“接下來發動最強王者太昭王,宙劫王,炎王的效果!因為集合了三位王者的力量,所以你將會承受相當於九次的攻擊。”
端木永志舉起一隻手,一根手指之上閃爍太陽般的光輝,一根手指之上聚集白色星芒,一根手指之上聚集深紅烈焰,一根手指之上聚集灰色雷霆。向著前方揮掌拍擊,無視空間距離,直接便來到玄主的上方,無視大小,將其籠罩在內。四根手指之上聚集的都是極致的力量,此刻匯聚,化作一道四色的光輪,劇烈轉動,仿佛要絞碎諸天。
“啊——!——!——!”
玄主的慘叫之聲,居然持續了三個音節!
當端木永志收回手掌,遊戲規則籠罩之下復活的“玄主”,表現為一種仿佛打了馬賽克一般的樣子。發出的聲音也變得混亂不堪,有些可笑,“你這家夥,竟敢把我……!”
“發動天靈王的效果,將對方的生命值恢復到10,也就是受到攻擊之前的狀態。”
此言一出,“玄主”身上的色塊頓時變得混亂無比。林紫衣舉起雙手歡呼著,“對,就是要這樣,讓那個……【和諧萬歲】,也嘗嘗那種痛苦吧。”
接下來,是一場單方面的虐殺!
“然後發動獨劍王的效果,死亡詛咒,直接將你的生命削減到一!”
端木永志從地上拔出一柄漆黑的長刀,輕輕地在“玄主”的臉上劃了一刀。隨後,無數道猙獰的褐色和血色交織的紋路在後者身上瘋狂地蔓延,不過片刻的功夫,她就死了九次。
復活的“玄主”:“可惡……”
“因為你一口氣受到九點傷害,天靈王的效果再度發動,恢復你的損傷。然後發動冥靈王和幻魔王的效果,在噩夢中死去長眠九次吧。”

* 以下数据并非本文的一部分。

PR #2358, opened 2020-12-14
fix(http2): Ignore request body when the method has no defined payload semantics

### LINKED ISSUE #2279: HEAD request using http/2 fails on bodies that don't implement is_end_stream
Trying to do a HEAD request on an http/2 server that uses response bodies that don't implement `HttpBody::is_end_stream` (so that it sometimes return `true`) fail with an http2 protocol error.

I noticed this while wrapping a `hyper::Body` but not passing though `is_end_stream`

oguzbilgener:
Fixes #2279

- Assume end of stream when the request method is GET, HEAD, CONNECT or DELETE.
- Also noticed that the `http2_parallel_10` integration test case sends a request body in a GET request as it started to fail after my change. So I split it into two test cases, a GET without body and a POST with body.

### DIFF
--- a/src/proto/h2/client.rs
+++ b/src/proto/h2/client.rs
@@ -221,7 +221,13 @@ where
                             headers::set_content_length_if_missing(req.headers_mut(), len);
                         }
                     }
-                    let eos = body.is_end_stream();
+                    // for methods that cannot have a body, assume it's end of
+                    // stream, in case the `HttpBody` implementation is incorrect
+                    let eos = if headers::method_has_defined_payload_semantics(req.method()) {
+                        body.is_end_stream()
+                    } else {
+                        true
+                    };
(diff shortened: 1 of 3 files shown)


seanmonstar:
Thanks for the PR!

I wrote a comment on the related issue, since reading through this made me think that a request technically *could* still send trailers even though there's normally no payload. Or maybe I'm wrong and missed a tiny detail in one of the RFCs...

oguzbilgener:
No worries, feel free to close the PR if it's no longer relevant. I'm going to read up on what you described. :slightly_smiling_face:

seanmonstar:
So sorry about that, based on what was mentioned in #2279, I think it's best to close this and that issue too. I believe it overlooked some things.

PR #2377, opened 2020-12-24
Expose client connection types without proto feature

### LINKED ISSUE #2376: Connector implementation crates have to pick http1/http2
The low-level connection APIs like `Connected`/`Connection`/`HttpConnector` all require one of `http1` or `http2` to be set. This means that external crates like `hyper-openssl` have to pick one of those features to enable, which is kind of out of scope for what they actually need to do. It would probably make sense for those bits of the client API to only require `client` and not `http1` or `http2` to make things less weird.

benesch:
Make it possible to refer to Connected, Connection, HttpConnector, etc.
without enabling either of the http1/http2 features. This makes feature
selection work better for downstream libraries like hyper-openssl, which
don't want to commit to any particular protocol.

Fix #2376.


src/client/connect/http.rs
```diff
@@ -27,6 +27,7 @@ use super::{Connected, Connection};
 ///
 /// Sets the [`HttpInfo`](HttpInfo) value on responses, which includes
 /// transport information such as the remote socket address used.
+#[cfg_attr(docsrs, doc(cfg(feature = "tcp")))]
```
seanmonstar, line 30: I believe this attribute is inherited from it being on the `client::connect::http` module, which you also added.

src/client/mod.rs
```diff
@@ -48,1243 +48,22 @@
...
-    retry_canceled_requests: bool,
-    set_host: bool,
-    ver: Ver,
-}
-
-/// A `Future` that will resolve to an HTTP Response.
-///
-/// This is returned by `Client::request` (and `Client::get`).
-#[must_use = "futures do nothing unless polled"]
-pub struct ResponseFuture {
```
seanmonstar, line 99: This type needs to still be accessible at `hyper::client::ResponseFuture`, to prevent a breaking change.

seanmonstar (commented):
Thanks so much for working on this! Just a couple thoughts inline.

src/client/mod.rs
benesch: Eep! Great catch. Fixed!

src/client/connect/http.rs
benesch: I agree that it should be! But for some reason this is what happens if you don't manually add this attribute:

image

The "requires `tcp` feature" annotation gets added to all the methods, but not the type itself. I didn't dig into why, since adding the feature manually gave the results I expected:

image

seanmonstar: Weird, but thanks for checking!

src/client/mod.rs
seanmonstar: Did you push the fix? I can't seem to see it...

benesch: 🤦🏽‍♂️

benesch: Should be good now!

PR #2382, opened 2020-12-29
Expose server traits without httpX features

fanatid:
Same as https://github.com/hyperium/hyper/pull/2377 but for server traits


src/server/mod.rs
```diff
@@ -52,452 +52,466 @@
...
-    /// to being out-of-memory, and simply error (and shutdown). Setting this
-    /// option to false will allow that.
-    ///
-    /// For more details see [`AddrIncoming::set_sleep_on_errors`]
-    pub fn tcp_sleep_on_accept_errors(mut self, val: bool) -> Self {
-        self.incoming.set_sleep_on_errors(val);
-        self
-    }
-}
+// pub mod accept;
```
seanmonstar, line 68: Did you mean to delete this?

seanmonstar (commented):
Thanks for doing this, good idea!

src/server/mod.rs
fanatid: Yes, I thought I removed this :laughing: 
Fixed.

PR #2387, opened 2021-01-06
feat(body): add trailers to Body channel (#2260)

### LINKED ISSUE #2260: Add sending trailers on Body channel
The `Body::channel()` variant is a common simple way to send data as a `Body`. It would be useful to also be able to send trailers on it.

### Implementation

The code to change is on the `hyper::body::Sender`, and the relevant `Kind` variant. I could imagine two possible ways to implement this, and I'm not sure which is better yet.

1. Change the internal mpsc channel to send `enum Msg { Data(Bytes), Trailers(HeaderMap) }`. However, the `Kind::Chan` variant would need to grow some cache slots, since `poll_data` could pop a `Msg::Trailers`, and then that would need to cached so that `poll_trailers` returns its.
2. Add a `oneshot` channel to send the trailers. The downside here is the increased size of `Sender` and `Kind::Channel` (they both are carrying an extra pointer), and the extra allocation.

I think the 2nd option is probably going to be better, but measurements are king. We should compare the changes to the `benches/end_to_end` results to see if the added feature makes much of a difference. If it does, we could consider making an internal "skinnier channel" that is used by the h1 dispatcher.

aeryz:
Closes #2260.


aeryz:
@seanmonstar Should I also add "try_send_trailers" to the Sender?

seanmonstar:
Thanks for the PR!

> Should I also add "try_send_trailers" to the Sender?

I don't think that's necessary, unless you have a good reason for it?

aeryz:
> Thanks for the PR!
> 
> 
> 
> > Should I also add "try_send_trailers" to the Sender?
> 
> 
> 
> I don't think that's necessary, unless you have a good reason for it?

`try_send_data` is implemented for threads that doesn't have an async context. By using `try_send_trailers`, they can send trailers as well.

src/body/body.rs
```diff
@@ -628,7 +651,7 @@ mod tests {
 
         assert_eq!(
             mem::size_of::<Sender>(),
-            mem::size_of::<usize>() * 4,
+            mem::size_of::<usize>() * 5,
```
seanmonstar, line 654: This was the main thing I was a little worried about when filing the issue... Can you tell in benchmarks how much the increased size (and perhaps the creation of a `oneshot` for each request) effects things? If it's nothing, cool. But it'd be good to know for sure.

aeryz:
@seanmonstar I ran `end_to_end` benchmarks. 
No trailers -> https://pasteboard.co/JJfrwqV.png
Trailers  -> https://pasteboard.co/JJfsdsf.png

I ran each one multiple times to make sure that everything works fine and I saw that adding trailers didn't cause much of a difference.

src/body/body.rs
```diff
@@ -545,14 +559,23 @@ impl Sender {
...
     pub async fn send_data(&mut self, chunk: Bytes) -> crate::Result<()> {
         self.ready().await?;
-        self.tx
+        self.data_tx
             .try_send(Ok(chunk))
             .map_err(|_| crate::Error::new_closed())
     }
 
+    /// Send trailers on trailers channel.
+    pub fn send_trailers(&mut self, trailers: HeaderMap) -> crate::Result<()> {
```
seanmonstar, line 571: Even though not specifically required due to the internal implementation, I'm thinking this should be an `async fn`, so that we could adjust the implementation later if need be. But I'm open to hearing why it shouldn't.

src/client/conn.rs
```diff
@@ -63,7 +63,10 @@ use tower_service::Service;
 
 use super::dispatch;
 use crate::body::HttpBody;
-use crate::common::{task, exec::{BoxSendFuture, Exec}, Future, Pin, Poll};
+use crate::common::{
```
seanmonstar, line 66: Seems unrelated to the change?

seanmonstar (commented):
Alright, I'm fine with the performance implications (doesn't seem to be any). I've left a few final thoughts inline, but in general I'm happy with how this turned out, thanks!

src/client/conn.rs
aeryz: I accidentally format it while debugging I guess.

src/body/body.rs
```diff
@@ -382,7 +382,7 @@ impl HttpBody for Body {
                 ..
             } => match ready!(Pin::new(trailers_rx).poll(cx)) {
                 Ok(t) => Poll::Ready(Ok(Some(t))),
-                Err(_) => Poll::Ready(Err(crate::Error::new_closed())),
+                Err(_) => Poll::Ready(Ok(None)),
```
aeryz, line 385: @seanmonstar If we don't send any trailers, polling the oneshot receiver returns `Err(Canceled)` so if we return `Err(..)` in this case, receive process will result in error. That's why I changed this to `Ok(None)`. This way we don't have to send empty trailers. Is it ok though?

seanmonstar: Oh yes, this change is the correct behavior. Otherwise, when people upgrade hyper then suddenly in H2 when the trailers are polled they'd error the stream since they weren't sending any before.

seanmonstar (approved):
Thanks! Looks good to me.

PR #2393, opened 2021-01-11
Switch to pin-project-lite

### LINKED ISSUE #2388: Switch from pin-project to pin-project-lite
futures-rs [just switched](https://github.com/rust-lang/futures-rs/pull/2273) and tokio has been using the `-lite` one since 0.2.0. I haven't used either so I don't actually know how hard switching is, but it seems like a good idea since it greatly improves compile times for people who don't depend on syn & quote otherwise.

jplatte:
Will fix #2388.

~~Blocked on taiki-e/pin-project-lite#3.~~ ([workaround](https://github.com/hyperium/hyper/issues/2388#issuecomment-758304097))
~~Blocked on taiki-e/pin-project-lite#25.~~ (see comment below)

### DIFF
--- a/Cargo.toml
+++ b/Cargo.toml
@@ -34,7 +34,7 @@ httparse = "1.0"
 h2 = { version = "0.3", optional = true }
 itoa = "0.4.1"
 tracing = { version = "0.1", default-features = false, features = ["std"] }
-pin-project = "1.0"
+pin-project-lite = "0.2.4"
 tower-service = "0.3"
 tokio = { version = "1", features = ["sync"] }
 want = "0.3"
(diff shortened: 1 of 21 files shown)


paolobarbolini:
After looking back at the issue I was able to remove the use of PinnedDrop in #2405, so we won't have to wait for PinnedDrop to land in pin-project-lite

Cargo.toml
```diff
@@ -35,6 +35,7 @@ h2 = { version = "0.3", optional = true }
 itoa = "0.4.1"
 tracing = { version = "0.1", default-features = false, features = ["std"] }
 pin-project = "1.0"
```
paolobarbolini, line 37: You forgot this :smiley: 

```suggestion
```

seanmonstar (approved):
Awesome work, thanks so much!

(Weird that Github doesn't notify me that your marked it ready to review 🤷 )

PR #2399, opened 2021-01-13
Document requirements for features

elpiel:
client, server & runtime features all require at least one of the features `http1` or `http2`

### DIFF
--- a/src/lib.rs
+++ b/src/lib.rs
@@ -47,10 +47,10 @@
 //!
 //! - `http1`: Enables HTTP/1 support.
 //! - `http2`: Enables HTTP/2 support.
-//! - `client`: Enables the HTTP `client`.
-//! - `server`: Enables the HTTP `server`.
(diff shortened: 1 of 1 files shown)


seanmonstar:
Thanks for the PR! While you do need a combination of features enabled to do many things, I believe what this addition is describing isn't the full story: It is possible *now* to enable `client` without `http1` or `http2`, to have access the `connect` stuff, for instance. Same with `server`.

elpiel:
@seanmonstar thank for your time taking a look at this!
How can we make it more clear then? I'll be happy to make changes based on your suggestions.

seanmonstar:
I think the blue boxes that appear in the documentation are probably pretty clear. We could say there on the main page something like "To fully utilize this feature, others like a protocol version may also need to be enabled." Would that help?

elpiel:
Makes sense to leave it like this as well. If I have better ideas I will open an issue to discuss them again.
Thanks!

PR #2400, opened 2021-01-13
Apply unreachable_pub lint

### LINKED ISSUE #2390: Lint for unreachable_pub
This is a good clean up to help detect any types or methods that seem public but aren't really. By adjusting their privacy, we can reduce accidentally making things public in case we later on made some module the re-exports them public.

To do this, start by adding `#![deny(unreachable_pub)]`, and then fixing all failures by making them `pub(crate)` or `pub(super)` as appropriate (prefer `super` to `crate` when possible).

taiki-e:
Closes #2390

### DIFF
--- a/src/client/conn.rs
+++ b/src/client/conn.rs
@@ -272,7 +272,7 @@ where
         ResponseFuture { inner }
     }
 
-    pub(crate) fn send_request_retryable(
+    pub(super) fn send_request_retryable(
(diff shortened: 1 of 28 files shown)


taiki-e:
Oh, visibility depends on the features...

seanmonstar (approved):
Thanks!

PR #2535, opened 2021-05-04
Allow to config h2 max concurrent reset streams.

boxdot:
Setting streams to 0 makes h2 work on wasm platforms without `Instant::now` implementation.

Related to:

* https://github.com/hyperium/h2/pull/511
* https://github.com/hyperium/h2/pull/537

### DIFF
--- a/src/proto/h2/client.rs
+++ b/src/proto/h2/client.rs
@@ -10,7 +10,7 @@ use tokio::io::{AsyncRead, AsyncWrite};
 
 use super::{decode_content_length, ping, PipeToSendStream, SendBuf};
 use crate::body::HttpBody;
-use crate::common::{task, exec::Exec, Future, Never, Pin, Poll};
+use crate::common::{exec::Exec, task, Future, Never, Pin, Poll};
 use crate::headers;
 use crate::proto::Dispatched;
 use crate::{Body, Request, Response};
@@ -44,6 +44,7 @@ pub(crate) struct Config {
     pub(crate) keep_alive_timeout: Duration,
     #[cfg(feature = "runtime")]
     pub(crate) keep_alive_while_idle: bool,
+    pub(crate) max_concurrent_reset_streams: Option<usize>,
 }
 
 impl Default for Config {
@@ -59,6 +60,7 @@ impl Default for Config {
             keep_alive_timeout: Duration::from_secs(20),
             #[cfg(feature = "runtime")]
             keep_alive_while_idle: false,
+            max_concurrent_reset_streams: None,
         }
     }
 }
@@ -70,6 +72,9 @@ fn new_builder(config: &Config) -> Builder {
         .initial_connection_window_size(config.initial_conn_window_size)
         .max_frame_size(config.max_frame_size)
         .enable_push(false);
+    if let Some(max) = config.max_concurrent_reset_streams {
+        builder.max_concurrent_reset_streams(max);
+    }
     builder
 }
 
--- a/src/client/client.rs
+++ b/src/client/client.rs
@@ -1151,6 +1151,21 @@ impl Builder {
         self
     }
 
+    /// Sets the maximum number of HTTP2 concurrent locally reset streams.
+    ///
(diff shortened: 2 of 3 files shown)


src/proto/h2/client.rs
```diff
@@ -44,6 +44,7 @@ pub(crate) struct Config {
     pub(crate) keep_alive_timeout: Duration,
     #[cfg(feature = "runtime")]
     pub(crate) keep_alive_while_idle: bool,
+    pub(crate) max_concurrent_reset_streams: Option<usize>,
```
pickfire, line 47: Can this be zero in the first place?

boxdot: If this is zero, then it will override the default value in `h2`, which 10. We could copy the default value from `h2` here, what do you think?

pickfire: Err, that seemed very implicit which is probably a bad idea. Can it be `NonZeroUsize` or so if it's `None` we can default to 10 but when it's `Some(n)` it will be the same? I am asking about `Some(0)` for the case but not sure if we really want that.

boxdot: I am not entirely sure what you are proposing, maybe we can discuss it again? Just to understand: there are 3 possible config options that we try to make available to the user:

1. Not specified => the default configuration value from `h2` will be used,
2. Specified `> 0` => `h2` will use reset streams,
3. Specified `0` => `h2` will not use reset streams at all.

To make it less implicit, maybe we should export the default configuration from `h2` and use it here?

pickfire: That seemed a bit confusing but when I look at it again. I think it may be better if we just make it `usize`.

1. Not specified => default to `proto::DEFAULT_RESET_STREAM_MAX`
2. Specified => `h2` used specified (`0` will not use reset streams at all)

So we already have the default value set by default, I don't see why we need `Option` since it will always have a value.

boxdot: Perfect. This definitely works.

src/proto/h2/client.rs
```diff
@@ -32,6 +32,10 @@ const DEFAULT_CONN_WINDOW: u32 = 1024 * 1024 * 5; // 5mb
 const DEFAULT_STREAM_WINDOW: u32 = 1024 * 1024 * 2; // 2mb
 const DEFAULT_MAX_FRAME_SIZE: u32 = 1024 * 16; // 16kb
 
+// Same as the default value in `h2`:
+// https://docs.rs/h2/0.3.3/h2/client/struct.Builder.html#method.max_concurrent_reset_streams
+const DEFAULT_MAX_CONCURRENT_RESET_STREAMS: usize = 10;
```
pickfire, line 37: Hard-coding it here might make it different in the future, ideally we just want to use a re-export of the original value?

boxdot: Fair point. I created a PR there: https://github.com/hyperium/h2/pull/543

src/proto/h2/client.rs
seanmonstar: I actually _would_ suggest that this be an `Option<usize>`, and if `None`, then the option just isn't set on the `h2` builder. That'd mean less of `h2` needs to be modified/exposed. We can just document "_a_ reasonable default is used", without saying what it is.

boxdot: @pickfire Considering the last comment of @seanmonstar, I would restore my previous commit if it is fine with you.

pickfire: @boxdot sure, @seanmonstar is the maintainer and I didn't do much here, reverting it is the best choice.

seanmonstar (approved):

src/proto/h2/client.rs
boxdot: Decided in another comment to go with an option.

seanmonstar:
I've got https://github.com/hyperium/hyper/pull/2548 going to fix the weird failure on nightly.

Issue #2532, opened 2021-05-01
Replace usage of `mem::uninitialized` with `MaybeUninit`


memoryruins:
When the following comment was added in #1845, hyper's minimum supported rust version was `1.27.0`

https://github.com/hyperium/hyper/blob/4e9a006498c7bdb5bb2ccb76a4c877f6da7e23b2/src/proto/h1/role.rs#L1-L3

which I assume is why [`std::mem::MaybeUninit`](https://doc.rust-lang.org/std/mem/union.MaybeUninit.html), stabilized in `1.36.0`, could not be used yet. Today, hyper's MSRV is `1.46.0`, so it should now be possible to investigate removing the `#![allow(deprecated)]`.

seanmonstar:
Good call!

mohsen-alizadeh:
Refactored the code.

Soveu:
One problem with refactoring the code is that [httparse::Request::new](https://docs.rs/httparse/1.4.0/httparse/struct.Request.html#method.new) accepts `&mut [Header]`, so it is assumed that they are initialized. It would need to accept `&mut [MaybeUninit<Header>]`

Otherwise `MaybeUninit::uninit().assume_init()` (like it is done above) gives the same problems as `mem::uninitialized`

RalfJung:
FYI, this seems to be one of the major sources of regressions in https://github.com/rust-lang/rust/pull/87041.

PR #2536, opened 2021-05-04
refactor(http1): Replace usage of mem::uninitialized with MaybeUninit

mohsen-alizadeh:
https://github.com/hyperium/hyper/issues/2532


Soveu:
Problem is, `MaybeUninit::uninit().assume_init()` is UB in the same way `mem::uninitialized` is

Issue #2534, opened 2021-05-03
illegal header name from httparse


let4be:
Why do we have this defined as a panic?
https://github.com/hyperium/hyper/blob/dbea7716f157896bf7d2d417be7b4e382e7dc34f/src/proto/h1/role.rs#L36
https://github.com/hyperium/hyper/blob/dbea7716f157896bf7d2d417be7b4e382e7dc34f/src/proto/h1/role.rs#L47
https://github.com/hyperium/hyper/blob/dbea7716f157896bf7d2d417be7b4e382e7dc34f/src/proto/h1/role.rs#L60

Even if under `debug_assertions` this library has no right to panic as it's completely normal for it to be used on invalid input(I use it in a broad web crawler and web is full of surprises - good and bad). It should always simply return an error back to the user if anything bad happened

as I understand it `panics` are reserved for unrecoverable errors, and because this is a library it has no right to panic and crash client code... Error "unrecoverability" is completely at library's user discretion

let4be:
I'm also not quite sure how to disable this, I'm still getting 
`thread 'tokio-runtime-worker' panicked at 'illegal header name from httparse: [51, 48, 50, 10, 83, 116, 97, 116, 117, 115]', /home/dev/.cargo/registry/src/github.com-1ecc6299db9ec823/hyper-0.14.7/src/proto/h1/role.rs:951:28`

after putting 
```
[profile.dev]
panic = "abort"
debug-assertions = false

[profile.release]
panic = "abort"
debug-assertions = false
opt-level = 3
```
into my `Cargo.toml`

any advice?

let4be:
Hm... having a problem with fork + clone approach
My steps
1. `git clone https://github.com/hyperium/hyper` (or fork)
2. `cd hyper && git checkout tags/v0.14.7`
3. do edits
4. add dependency to a local version of hyper via `path`

Now I have weird compillation errors because it seems like some other libraries I use depend on hyper too and there is some sort of conflict, but I do not understand why
before doing a specific version checkout via git I looked at `Cargo.lock` and I checkout the exact version my project was using...

Any advice on how to properly fork and fix locally?

let4be:
Okay, adding 
```
[patch.crates-io]
hyper = { path = "../hyper" }
```
to the my program's `Cargo.toml` and bumping version in the cloned hyper seems to fixed an issue and I now able to compile using local Hyper, yay

[...]

PR #2544, opened 2021-05-10
Return Parse::Internal error if there's an illegal header name or value

bensadiku:
Initial implementation that aims to solve #2534 by returning a `Parse::Internal` error instead of panic.  

I intentionally added a new Parse error instead of a new Kind since i think this is still relevant and the diff is much cleaner.
cc @nox  for [this message](https://github.com/hyperium/hyper/issues/2534#issuecomment-835436759), if this is very important to add here, let me know.

### DIFF
--- a/src/error.rs
+++ b/src/error.rs
@@ -73,6 +73,7 @@ pub(super) enum Parse {
     Header,
     TooLarge,
     Status,
+    #[cfg_attr(debug_assertions, allow(unused))]
     Internal,
 }
 
@@ -487,18 +488,6 @@ impl From<httparse::Error> for Parse {
 impl From<http::method::InvalidMethod> for Parse {
     fn from(_: http::method::InvalidMethod) -> Parse {
         Parse::Method
-    }
-}
-
-impl From<http::header::InvalidHeaderName> for Parse {
-    fn from(_: http::header::InvalidHeaderName) -> Parse {
-        Parse::Internal
-    }
-}
-
-impl From<http::header::InvalidHeaderValue> for Parse {
-    fn from(_: http::header::InvalidHeaderValue) -> Parse {
-        Parse::Internal
     }
 }
 
--- a/src/error.rs
+++ b/src/error.rs
@@ -73,6 +73,7 @@ pub(super) enum Parse {
     Header,
     TooLarge,
     Status,
+    Internal,
 }
 
 #[derive(Debug, PartialEq)]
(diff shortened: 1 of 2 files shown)


src/error.rs
```diff
@@ -477,6 +479,18 @@ impl From<http::method::InvalidMethod> for Parse {
     }
 }
 
+impl From<http::header::InvalidHeaderName> for Parse {
```
seanmonstar, line 482: I'd say these `From` implementations are perhaps a little too implicit. I think we should likely be sure to be explicit when labeling that an error in an internal bug.

src/proto/h1/role.rs
```diff
@@ -205,8 +198,8 @@ impl Http1Transaction for Server {
         headers.reserve(headers_len);
 
         for header in &headers_indices[..headers_len] {
-            let name = header_name!(&slice[header.name.0..header.name.1]);
-            let value = header_value!(slice.slice(header.value.0..header.value.1));
+            let name = header_name!(&slice[header.name.0..header.name.1])?;
```
seanmonstar, line 201: I think the macros could be written to just `return Err(whatever)` inside them, and then these lines don't really need to change, ya?

seanmonstar (changes requested):
Thanks for taking this on! <3

src/proto/h1/role.rs
bensadiku: Not sure i follow, `header_name` and `header_value` macros returns a `Result`, from the new `maybe_panic` macro.

src/error.rs
bensadiku: I agree they are implicit, i initially did not have it but then the lint complains the _variant is never constructed_ (even though it is) for the Parse::Internal error

seanmonstar: That's ok, it's probably because the variants are only "used" in release mode. It's possible to add an `#[cfg_attr(debug_assertions, allow(unused))]` on the variant. Then we don't need these impls.

src/proto/h1/role.rs
seanmonstar: In the macro, you make it so it doesn't wrap the value back in `Ok`, and on error `return Err(err)`. Then at the use site, we don't need to add a question mark.

src/error.rs
bensadiku: Sweet, i wasn't sure if supressing the lint was the right approach. Thanks for the help!

bensadiku:
@seanmonstar can you approve the ci?

src/proto/h1/role.rs
```diff
@@ -29,44 +29,37 @@ const AVERAGE_HEADER_SIZE: usize = 30; // totally scientific
...
+                Err(e) => maybe_panic!(e),
             }
         }
+    }};
+}
 
-        #[cfg(not(debug_assertions))]
-        {
-            // Unsafe: httparse already validated header value
-            unsafe { HeaderValue::from_maybe_shared_unchecked($bytes) }
```
seanmonstar, line 67: I just realized this change, which will makes things a little slower even when not using debug_assertions. Can we keep this code?

bensadiku: Absolutely, seems like `from_maybe_shared_unchecked` internally only panics in debug builds so that should be good enough?

seanmonstar:
Thanks for carrying this through!

PR #2545, opened 2021-05-11
Use new methods for parsing with uninitialized headers from httparse

### LINKED ISSUE #2532: Replace usage of `mem::uninitialized` with `MaybeUninit`

Soveu:
This patch fixes #2532
It uses methods implemented ~~[in this PR](https://github.com/seanmonstar/httparse/pull/97)~~ [in this PR](https://github.com/seanmonstar/httparse/pull/98), so CI might fail before it gets merged

### DIFF
--- a/src/proto/h1/role.rs
+++ b/src/proto/h1/role.rs
@@ -1,16 +1,14 @@
-// `mem::uninitialized` replaced with `mem::MaybeUninit`,
-// can't upgrade yet
 #![allow(deprecated)]
 
 use std::fmt::{self, Write};
-use std::mem;
+use std::mem::{self, MaybeUninit};
 
 #[cfg(any(test, feature = "server", feature = "ffi"))]
 use bytes::Bytes;
 use bytes::BytesMut;
-use http::header::{self, Entry, HeaderName, HeaderValue};
 #[cfg(feature = "server")]
 use http::header::ValueIter;
+use http::header::{self, Entry, HeaderName, HeaderValue};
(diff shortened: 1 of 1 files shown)


src/proto/h1/role.rs
```diff
@@ -1,9 +1,7 @@
-// `mem::uninitialized` replaced with `mem::MaybeUninit`,
-// can't upgrade yet
 #![allow(deprecated)]
```
seanmonstar, line 1:
```suggestion
```

seanmonstar:
Alright, I've released `httparse` v1.5.0, so we can use it in this branch, and then merge 'er in!

Soveu:
`Some commit messages are invalid` :pensive:

Soveu:
How am I supposed to change commit messages now?

seanmonstar:
Don't worry about the commit messages, I can adjust it when squashing/merging.

seanmonstar (approved):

端木永志一把把“玄主”從高台之上扯下,扔進了一個漆黑的洞裡。沒過多久,只剩一條命的“玄主”就從另外的方向掉了回來。
復活的“玄主”:“你……”
“又是天靈王的效果,你的傷害又會恢復,我真是好心啊。然後,發動鬥神王的效果,還有馳風王的效果,我保證這是你死得最快的一次。”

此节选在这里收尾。